Que está em jogo? Na realidade se trata da reforma de uma das funções essenciais do Estado, uma instituição de enorme significação na vida de nossas sociedades. O Estado pode ser considerado tanto do ponto de vista empírico a respeito de sua configuração histórica numa determinada sociedade, como do ponto de vista normativo, ou seja, a respeito do papel que deve exercer da construção da vida comum dos seres humanos. Nesta última perspectiva, ele emerge como um centro de ação permanente, diferenciado do ponto de vista institucional e pessoal, cuja tarefa básica é regular e administrar as relações entre os seres humanos que se devem reconhecer efetivamente como seres livres. Sendo assim, sua função essencial é o reconhecimento universal dos seres humanos como sujeitos portadores de direitos. Portanto, é uma instituição que está a serviço da efetivação dos direitos humanos que são aqueles valores indispensáveis para o desenvolvimento do ser humano em suas diferentes dimensões e que lhe competem em virtude de sua dignidade específica. Os direitos humanos constituem o conteúdo daquilo que os juristas denominam direitos fundamentais que constituem as normas básicas do direito positivo enquanto positivação das normas que tornam efetiva a liberdade do ser humano. Por isto, o direito não é algo secundário na vida humana, pois o que em última instância está em jogo aqui é a efetivação da dignidade da pessoa no contexto social específico em que ela está inserida.

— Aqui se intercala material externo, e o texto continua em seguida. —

PR #5847, opened 2025-08-13
WebDriver: Make WebDriver unix socket fixed length

AronHetLam:
Unix socket max length of 104 characters on mac and 109 on Linux makes runing WPT locally unable to connect to the WebDriver for users with long usernames.
This places the socket in `/tmp/...` excluding the username from the socket path.

See [discusstion in test channel](https://discord.com/channels/1247070541085671459/1247090166909374474/1402663665722720286)

### DIFF
--- a/Services/WebDriver/Session.cpp
+++ b/Services/WebDriver/Session.cpp
@@ -254,7 +254,7 @@ ErrorOr<void> Session::start(LaunchBrowserCallback const& launch_browser_callbac
 {
     auto promise = ServerPromise::construct();
 
-    m_web_content_socket_path = ByteString::formatted("{}/webdriver/session_{}_{}", TRY(Core::StandardPaths::runtime_directory()), getpid(), m_session_id);
+    m_web_content_socket_path = ByteString::formatted("{}/webdriver/session_{}_{}", Core::StandardPaths::tempfile_directory(), getpid(), m_session_id);
     m_web_content_server = TRY(create_server(promise));
 
     m_browser_process = TRY(launch_browser_callback(*m_web_content_socket_path, m_options.headless));
--- a/Services/WebDriver/main.cpp
+++ b/Services/WebDriver/main.cpp
@@ -100,7 +100,7 @@ ErrorOr<int> ladybird_main(Main::Arguments arguments)
 
     Web::WebDriver::set_default_interface_mode(headless ? Web::WebDriver::InterfaceMode::Headless : Web::WebDriver::InterfaceMode::Graphical);
 
-    auto webdriver_socket_path = ByteString::formatted("{}/webdriver", TRY(Core::StandardPaths::runtime_directory()));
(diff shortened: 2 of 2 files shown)


Services/WebDriver/main.cpp
```diff
@@ -100,7 +100,7 @@ ErrorOr<int> ladybird_main(Main::Arguments arguments)
 
     Web::WebDriver::set_default_interface_mode(headless ? Web::WebDriver::InterfaceMode::Headless : Web::WebDriver::InterfaceMode::Graphical);
 
-    auto webdriver_socket_path = ByteString::formatted("{}/webdriver", TRY(Core::StandardPaths::runtime_directory()));
+    auto webdriver_socket_path = ByteString::formatted("{}/webdriver", Core::StandardPaths::tempfile_directory());
```
gmta, line 103: It looks like `Core::StandardPaths::runtime_directory()` is doing the wrong thing for macOS, looking at how we implemented it for other platforms. So instead of changing this to `tempfile_directory()`, could you modify `runtime_directory()` instead? You could add a comment there explaining why we wouldn't want something like the username in the path.

AronHetLam: I had some time again and took a look at it, but changing the `runtime_directory()` to eg `/Library/Application Support` has issues. It seems that macOS restricts the creation of unix sockets in `/Library/Application Support`, which currently just makes my build crash after launch, as it cannot create ipc sockets in `LibWebView/Process.cpp`. The correct solution seems to use `mach` ipc ports on macOS for this. I don't have any experience with those, but I can see they're used other places in the codebase.

AronHetLam: Using Mach ports within Ladybirds own processes seems like the right solution, but for the WebDriver I'm uncertain if it would go against spec. My guess is it would, so maybe using 'tempfile_directory()' is the right solution here to avoid restrictions.

Services/WebDriver/Session.cpp
```diff
@@ -254,7 +254,7 @@ ErrorOr<void> Session::start(LaunchBrowserCallback const& launch_browser_callbac
 {
     auto promise = ServerPromise::construct();
 
-    m_web_content_socket_path = ByteString::formatted("{}/webdriver/session_{}_{}", TRY(Core::StandardPaths::runtime_directory()), getpid(), m_session_id);
+    m_web_content_socket_path = ByteString::formatted("{}/webdriver/session_{}_{}", Core::StandardPaths::tempfile_directory(), getpid(), m_session_id);
```
gmta, line 257: Looking at usage of `Core::StandardsPath::runtime_directory()`, we seem to have the same issue in `Process::paths_for_process()`. Could you update that as well?

AronHetLam: If I can find some time, yes. I'm back from vacation since last I contributed 😊
But for those we should use mach ports on macOS if I remember correctly.
I'm not sure what to do for Linux yet.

A sociedade não pode ficar indiferente ao que está acontecendo, pois está em jogo a reformulação estrutural de uma das funções essenciais do Estado e com isto das chances abertas ou não para avançarmos na direção da construção de uma sociedade verdadeiramente alternativa. Aqui creio, está uma das tarefas básicas dos meios de comunicação, dos movimentos sociais, das escolas etc. no momento presente: descobrir e implementar diferentes estratégias para que nossa população possa tomar conhecimento das mudanças básicas em nosso judiciário agora em discussão e votação no parlamento.